Suppose 3.50g each of sulfamic acid and sodium nitrite were allowed to react together. What would be the theoretical yield, in moles, of N2.
Equation:
NaNO2 + NH3SO3 -> N2 + H2O + NaHSO4
Notes: The theoretical yield of N2 can be calculated from the amounts of starting materials.
I have no idea how to solve this. Please show work, I want to figure it out and learn, not just know the answer.
This is a limiting reagent (LR) problem. You know that because amounts are given for BOTH reactants.
1. Write and balance the equation. You have that.
2a. Convert grams NaNO2 to mols. mols = g/molar mass = ?
2b. Do the same for sulfamic acid = ?
3a. Using the coefficients in the balanced equation, convert mols NaNO2 to mols N2.
3b. Do the same for sulfamic acid to N2
3c. It is likely that mols N2 will not agree from the 3a and 3b calculations; the correct value in LR problems is ALWAYS the smaller number.
4. The problem doesn't ask for it but if you wanted grams N2, then
grams N2 = mols N2 x molar mass N2.
Limiting reagent problems can be worked with these 4 steps.
Thank you so much DrBob22! Your instructions were very well laid out and extremely helpful. I had initially solved it this way, but I found it odd considering my homework had nothing to do with limiting reactants. Thanks again!

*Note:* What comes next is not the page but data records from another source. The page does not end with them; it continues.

Issue #7278, opened 2025-11-17
Auto affinity improvements


mmcgee-jump:
- [x] Exclude core 0 from `auto` affinity by default https://github.com/firedancer-io/firedancer/pull/7964
- [x] Add an `excluded_cores` list to configuration file, which will not get scheduled on https://github.com/firedancer-io/firedancer/pull/7964
- [x] Investigate why `floating` tiles get a weird affinity assignment by default, they should be unpinned
   - upon investigation, this looks ok
- [x] If the CPU has more cores than tiles when excluding HT pairs, we do not need to schedule on HT pairs and should ignore them by default https://github.com/firedancer-io/firedancer/pull/8308
- [ ] If Firedancer is started with an affinity already (e.g. from systemd), we should constrain the available cores for "auto" to this set

PR #7964, opened 2026-01-22
affinity: add ability to exclude cores

0x0ece:
Addresses 1 and 5 in: https://github.com/firedancer-io/firedancer/issues/7278
- added `excluded_cores` config value, default to "0+"
- added ability to parse "N+" in affinity (currently undocumented except for `excluded_cores`)

### DIFF
--- a/src/app/fdctl/config/default.toml
+++ b/src/app/fdctl/config/default.toml
@@ -696,6 +696,26 @@ dynamic_port_range = "8900-9000"
     # determined automatically as well.
     agave_affinity = "auto"
 
+    # Logical CPU cores to blocklist from being used by Firedancer, when
+    # using auto affinity.  If not using auto affinity, this option is
+    # ignored.
+    #
+    # Blocklisting cores is useful if there are specific cores that are
+    # used by other processes on the system, and you do not want
+    # Firedancer running there and competing for the core.
+    #
+    # Cores are specified as a comma separated list of single cores like
+    # "0", ranges like "0-10", or ranges with stride like "0-10/2".
+    # Cores can also be specified with an 'h' suffix to indicate both
+    # the core and its hyperthread sibling should be blocklisted.  For
+    # example, "2h" blocklists core 2 and its hyperthread sibling (if
+    # any, if there is no hyperthread sibling the program will proceed).
+    #
+    # By default, both core 0 and its hyperthread sibling are
+    # blocklisted to prevent interference with OS kernel threads that
+    # often run on these cores.
+    blocklist_cores = "0h"
+
     # The number of threads to spawn per-fork for the unified scheduler.
     # The replay stage, which is a part of the Agave subprocess, uses
     # these threads for transaction execution.  The threads stay within
--- a/src/app/firedancer/topology.c
+++ b/src/app/firedancer/topology.c
@@ -1080,8 +1080,25 @@ fd_topo_initialize( config_t * config ) {
                        "Not all cores in the affinity will be used by Firedancer. You may wish to increase the number of tiles in the system by increasing "
                        "individual tile counts in the [layout] section of the configuration file.",
                        topo->tile_cnt, affinity_tile_cnt ));
-  }
+  } else {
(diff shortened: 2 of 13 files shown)


src/app/fdctl/config/default.toml
```diff
@@ -696,6 +696,18 @@ dynamic_port_range = "8900-9000"
     # determined automatically as well.
     agave_affinity = "auto"
 
+    # Logical CPU cores to exclude when computing the affinity.
```
mmcgee-jump:
```
    # Logical CPU cores to blacklist from being used by Firedancer, when
    # using auto affinity.  If not using auto affinity, this option is
    # ignored.
    #
    # Blacklisting cores is useful if there are specific cores that are
    # used by other processes on the system, and you do not want
    # Firedancer running there and competing for the core.
    #
    # Cores are specified as a comma separated list of single cores like
    # "0", ranges like "0-10", or ranges with stride like "0-10/2".
    # Cores can also be specified with an 'h' suffix to indicate both
    # the core and its hyperthread sibling should be blacklisted.  For
    # example, "2h" blacklists core 2 and its hyperthread sibling (if
    # any, if there is no hyperthread sibling the program will proceed).
    #
    # By default, both core 0 and its hyperthread sibling are
    # blacklisted to prevent interference with OS kernel threads that
    # often run on these cores.
    blacklist_cores = "0,0h"
```

Suggest language like this. Also maybe `h` is clearer than `+` ?

src/util/tile/fd_tile_private.h
```diff
@@ -52,6 +52,13 @@ int
 fd_cpuset_setaffinity( ulong               tid,
                        fd_cpuset_t const * mask );
 
+/* fd_topob_sibling_idx returns the sibling CPU (hyperthreaded pair) of
+   the provided CPU, if there is one, otherwise return ULONG_MAX.
+   On error, logs an error and exits the process. */
+
+ulong
+fd_topob_sibling_idx( ulong cpu_idx );
```
mmcgee-jump:
```suggestion
fd_tile_private_sibling_idx( ulong cpu_idx );
```

src/app/firedancer/topology.c
```diff
@@ -1081,8 +1081,22 @@ fd_topo_initialize( config_t * config ) {
                        "Not all cores in the affinity will be used by Firedancer. You may wish to increase the number of tiles in the system by increasing "
                        "individual tile counts in the [layout] section of the configuration file.",
                        topo->tile_cnt, affinity_tile_cnt ));
-  }
+  } else {
+    ushort excluded_cores[ FD_TILE_MAX ];
+    topo->excluded_cores_cnt = fd_tile_private_cpus_parse( config->layout.excluded_cores, excluded_cores );
+    if( FD_UNLIKELY( topo->agave_affinity_cnt>FD_TILE_MAX ) ) {
```
```suggestion
    if( FD_UNLIKELY( topo->excluded_cores_cnt>FD_TILE_MAX ) ) {
```

src/app/firedancer/topology.c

To calculate the theoretical yield of N2 in moles, we need to use the stoichiometry of the balanced equation and the amounts of the reactants given.
1. Determine the molar masses of sulfamic acid (NH3SO3) and sodium nitrite (NaNO2):
- Molar mass of NH3SO3 = 3(1.01 g/mol H) + 1(14.01 g/mol N) + 1(32.06 g/mol S) + 3(16.00 g/mol O) = 97.09 g/mol
- Molar mass of NaNO2 = 1(22.99 g/mol Na) + 1(14.01 g/mol N) + 2(16.00 g/mol O) = 69.00 g/mol
2. Convert the given masses of sulfamic acid and sodium nitrite to moles:
- Moles of NH3SO3 = 3.50 g NH3SO3 / 97.09 g/mol = 0.036 moles
- Moles of NaNO2 = 3.50 g NaNO2 / 69.00 g/mol = 0.051 moles
3. Determine the stoichiometric ratio between sodium nitrite and nitrogen gas (N2) based on the balanced equation:
- From the equation, we see that 1 mole of NaNO2 reacts to produce 1 mole of N2.

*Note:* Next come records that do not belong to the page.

PR #7965, opened 2026-01-22
pack: significantly reduce mem footprint, delet small_microblocks

cavemanloverboy:
# Summary
In the current implementation of pack, it is possible to dispatch multiple transactions for execution at once by turning off `SMALL_MICROBLOCKS` or executing bundles.  However, in pracice, this is only effective for bundles for obvious reasons (atomicity, revert protection). Otherwise, when scheduling individual transactions, once we've decided that we are scheduling a transaction the best thing to do is to simply dispatch it versus holding it until we find another (one or several) to dispatch. Holding it once this decision is made is just adding latency. Additionally, with the current setup in firedancer, larger microblocks means that account locks are held for longer (until the whole microblock is done executing).

In this PR, we commit to the small microblocks design. By doing so, we can significantly decrease the memory footprint of both the firedancer and frankendancer application. This is because the maximum message sizes for the `pack_bank`, `bank_pack` and `bank_poh` messages can be decreased significantly from their current values. The benefit of this is tremendous. For 32 banks, the decrease in the memory footprint is on the order of 68 GB.

The reduction in memory footprint is the main motivation for the change. The simplification of the logic and the IBRL, although also significant, is secondary. Presently: we have for 32 banks:

1. `pack_bank` link with `USHORT_MAX` mtu, `USHORT_MAX` number of messages. This is ≈4GiB.
2. `bank_pack` link with `USHORT_MAX` mtu, `16384UL` number of messages, per link. This is ≈32GiB.
3. `bank_poh`  link with `USHORT_MAX` mtu, `16384UL` number of messages, per link. THis is ≈32GiB.

After this change, we can expect (for the same 32 bank setup):

1. `pack_bank` link with `FD_PACK_BANK_MTU` (10,928 bytes) mtu, `256UL` number of messages. This is ≈0.0026 GiB (1 shared link).
2. `bank_pack` link with `FD_PACK_REBATE_MAX_SZ` (12,880 bytes) mtu, `32UL` number of messages, per link. This is ≈0.0004 GiB per link, ≈0.012 GiB total for 32 banks. (FYI the prev implementation used max num accounts per txn, but we only do rebates for writable accounts.)
3. `bank_poh` link with `FD_BANK_POH_MTU` (10,936 bytes) mtu, `32UL` number of messages, per link. This is ≈0.0003 GiB per link, ≈0.010 GiB total for 32 banks.

**Total memory savings: ~68 GiB** (from 68 GiB down to 0.025 GiB for these three link types).

# Changes Made

### 1. Updated `MAX_TXN_PER_MICROBLOCK` to 5
With `SMALL_MICROBLOCKS=1` permanently enabled, microblocks are limited to bundle size (max 5 transactions). Updated the constant from the theoretical maximum of 30 (based on fitting into a `USHORT_MAX` message) to the effective maximum of 5 that reflects actual runtime behavior.

### 2. Optimized `pack_bank` link sizing
Replaced the overly conservative `USHORT_MAX` MTU with `FD_PACK_BANK_MTU`, calculated to fit the worst-case microblock: 5 transactions plus the bank trailer. Since this is a shared link (only one exists), kept a reasonably high depth of 256 messages. Since we do not schedule transactions on a bank until the bank idle bit is set again, that means every bank should really only have one pending message at a time so even this is overkill.

### 3. Optimized `bank_pack` link sizing
Previously used `USHORT_MAX` MTU to accommodate an overly pessimistic rebate size. Updated to `FD_PACK_REBATE_MAX_SZ`, now calculated based on the actual worst case: 5 transactions with 64 writable accounts each. (FYI the prev implementation used max num accounts per txn, but we only do rebates for writable cus...) Since these are per-bank links (32 total), reduced depth to 32 messages. The `skip_cnt` logic in pack guarantees that we do not set bank idle bits faster than we process rebates (one `poll_cursor` check for every full fd_stem round robin), so we should never even get to 2 pending rebates.

Updated the HEADROOM calculation in rebate sum logic to match the new 5×64 maximum instead of the old 31×128 assumption.

### 4. Optimized `bank_poh` link sizing
Similar optimization to `pack_bank`, but uses `FD_BANK_POH_MTU` to account for the different trailer type (`fd_microblock_trailer_t` vs `fd_microblock_bank_trailer_t`). These are also per-bank links, so reduced depth to 32 messages. This one might actually get backpressured if poh is slow, but `32UL` is reasonably high imo.

### 5. Removed all `SMALL_MICROBLOCKS` conditional code
Since `SMALL_MICROBLOCKS` is always 1, removed all `#if !SMALL_MICROBLOCKS` sections that supported the legacy large microblock mode:
- `wait_duration` delay logic that batched transactions before dispatch
- `wait_duration_ticks` array in pack tile context
- `FD_IMPORT` of `pack_delay.bin` delay configuration data


cavemanloverboy:
if you guys actually wanna move forward with this, I think we might actually need to update the bank tiles to publish in `after_credit` so we don't overrun. don't wanna spend more time on this without confirmation y'all will accept it tho

cavemanloverboy:
also, this reduces the mem footprint of the discoh bank tiles themselves, since those preallocate for the txn abi sidecars in franken.

ripatel-fd:
Appreciate this contribution and sorry that we couldn't upstream it. This is mostly fixed in full Firedancer and we are doing further memory optimizations there. Frankendancer is EOL and won't receive further optimizations.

4. Calculate the theoretical yield of N2:
- The theoretical yield of N2 in moles is equal to the moles of NaNO2 present, which is 0.051 moles.
Therefore, the theoretical yield of N2 in moles, when 3.50g each of sulfamic acid and sodium nitrite are allowed to react together, is approximately 0.051 moles.